Monday, August 23, 2010

It's hard


I asked the Lord, that I might grow In faith, and love,
and every grace; Might more of His salvation know,
And seek more earnestly His face.
I hoped that in some favored hour
At once He’d answer my request,
And by His love’s constraining power Subdue my sins,
and give me rest. Instead of this,
He made me feel The hidden evils of my heart;
And let the angry powers of hell Assault my soul in every part.
Yea more, with His own hand He seemed Intent to aggravate my woe;
Crossed all the fair designs I schemed,
Blasted my gourds, and laid me low.
“Lord, why is this?” I trembling cried,
“Wilt thou pursue Thy worm to death?”
“‘Tis in this way,” the Lord replied,
“I answer prayer for grace and faith.
These inward trials I employ From self and pride to set thee free;
And break thy schemes of earthly joy,
That thou may’st seek thy all in me"
(Issac Newtown)

1 comment:

in the falling leaves said...

In some strange way I have found a sort of sisterhood in your posts .

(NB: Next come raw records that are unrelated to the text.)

PR #1681, opened 2022-06-26
Vision benchmark

### LINKED ISSUE #1626: [FEAT] Profiling the vision package
Following #1566 (which is profiling the tabular package), we should know what is taking the most time & memory in the vision package, and how we can improve that

1. See if the profiling used in #1566 fits also the vision.
2. Summarize profiling of all vision checks in presentable forms
3. For checks which are slow/heavy try to find the cause

JKL98ISR:
closes #1626


.github/workflows/benchmark-history.yml
```diff
@@ -40,4 +40,26 @@ jobs:
       run: make freeze
     - name: Run benchmarks
       run: |
-        .github/scripts/benchmark-history.sh
\ No newline at end of file
+        .github/scripts/benchmark-history.sh benchmarks/tabular
+
+  benchmark-history-vision:
```
ItayGabbay, line 45: Why separate to different jobs..? Can we somehow do it in the same script?

.github/workflows/benchmark.yml
```diff
@@ -34,4 +34,22 @@ jobs:
       run: make freeze
     - name: Run benchmarks
       run: |
-        .github/scripts/benchmark.sh
\ No newline at end of file
+        .github/scripts/benchmark.sh benchmarks/tabular
+  
+  benchmark-vision:
```
ItayGabbay, line 39: Same comment here

ItayGabbay (commented):
Great PR!

.github/workflows/benchmark-history.yml
JKL98ISR: but why? it looks better like that
you can do everything in one big job

.github/workflows/benchmark.yml
JKL98ISR: Same comment here

.github/workflows/benchmark-history.yml
ItayGabbay: Because: 
1. It will require more resources from GitHub
2. I don't know how it will look in history. did you check?

ItayGabbay (approved):

PR #1699, opened 2022-06-30
1604 docs metrics guide

TheSolY:
Deepchecks presents: An informative and engaging Metrics Guide! Read for free on our website!


docs/source/user-guide/general/metrics_guide.rst
```diff
@@ -0,0 +1,259 @@
...
+*   `Jaccard Index <https://en.wikipedia.org/wiki/Jaccard_index>`__ / IoU - the ratio between the overlapping area of
+    predicted and the actual bounding box and the union of their areas. The most intuitive metric for object detection.
+*   mAP - mean average precision. The mean of the average precision per class over the classes. Calculated at a certain
+    threshold, usually 0.5. Commonly used for benchmarking object detection models. A good explanation of how it is
+    calculated can be found
+    `here <https://towardsdatascience.com/breaking-down-mean-average-precision-map-ae462f623a52>`__.
+*   mAR - mean average recall. The mean of the average precision per class over the classes. Summed over the threshold
+    range [0.5, 1].
+
+How can I use metrics with Deepchecks?
```
Nadav-Barak, line 174: Would extend this section, mention all metrics currently supported by deepchecks and their deepchecks str name (for sklearn methods it is as mentioned here https://scikit-learn.org/stable/modules/model_evaluation.html)
Not sure the default are consistent across all check so maybe avoid saying what are the defaults
Would add example how to supply a metric to a specific check (as a list of strings to the alternative_scorers argument)

docs/source/user-guide/general/metrics_guide.rst
```diff
@@ -0,0 +1,259 @@
...
+`source <https://commons.wikimedia.org/w/index.php?curid=94134880>`__
+
+*   `F-1 <https://en.wikipedia.org/wiki/F-score>`__ - combines the precision and recall into one metric by taking their
+    harmonic mean. More robust to class imbalance than accuracy.
+*   `AUC <https://developers.google.com/machine-learning/crash-course/classification/roc-and-auc>`__  - The area under
+    the curve of the ROC graph. For the previous classification metrics, a threshold on the model output was chosen
+    above which the sample is classified as positive and below as negative. The AUC takes into account all possible
+    thresholds.
+
+Object Detection
```
Nadav-Barak, line 163: Would explain how FP, TP, FN are calculated for object detection (what JKL did)
Also add them as metric options

TheSolY: @Nadav-Barak explained in the link, WDYM as metric options?

docs/source/user-guide/general/metrics_guide.rst
TheSolY: @Nadav-Barak do we have this kind of example somewhere in the docs? This sklearn link is already there under "Alternative Metrics" (line 225)

docs/source/user-guide/general/metrics_guide.rst
```diff
@@ -0,0 +1,259 @@
...
+
+Tabular:
+
+Classification, binary or multiclass averaged over the classes:
+
+*   Accuracy
+*   Precision
+*   Recall
+
+Multiclass classification per class:
```
Nadav-Barak, line 193: Describe the different averaging options for those metrics (macro,micro etc..)
Also mention their string name such as "f1_micro"

Nadav-Barak (changes requested):

docs/source/user-guide/general/metrics_guide.rst
Nadav-Barak: IMO I would explain them specifically here in a different paragraph as they can be regarded as metric on their on

docs/source/user-guide/general/metrics_guide.rst
Nadav-Barak: I think it should be an integral part here, we should describe all the metrics we support and their str value the user need to pass in our check to get those metrics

And when they listen to the revelation received by the Apostle thou wilt see their eyes overflowing with tears for they recognize the truth: they pray: "Our Lord! we believe; write us down among the witnesses.
"What cause can we have not to believe in Allah and the truth which has come to us seeing that we long for our Lord to admit us to the company of the righteous?"
And for this their prayer hath Allah rewarded them with gardens with rivers flowing underneath their eternal home. Such is the recompense of those who do good.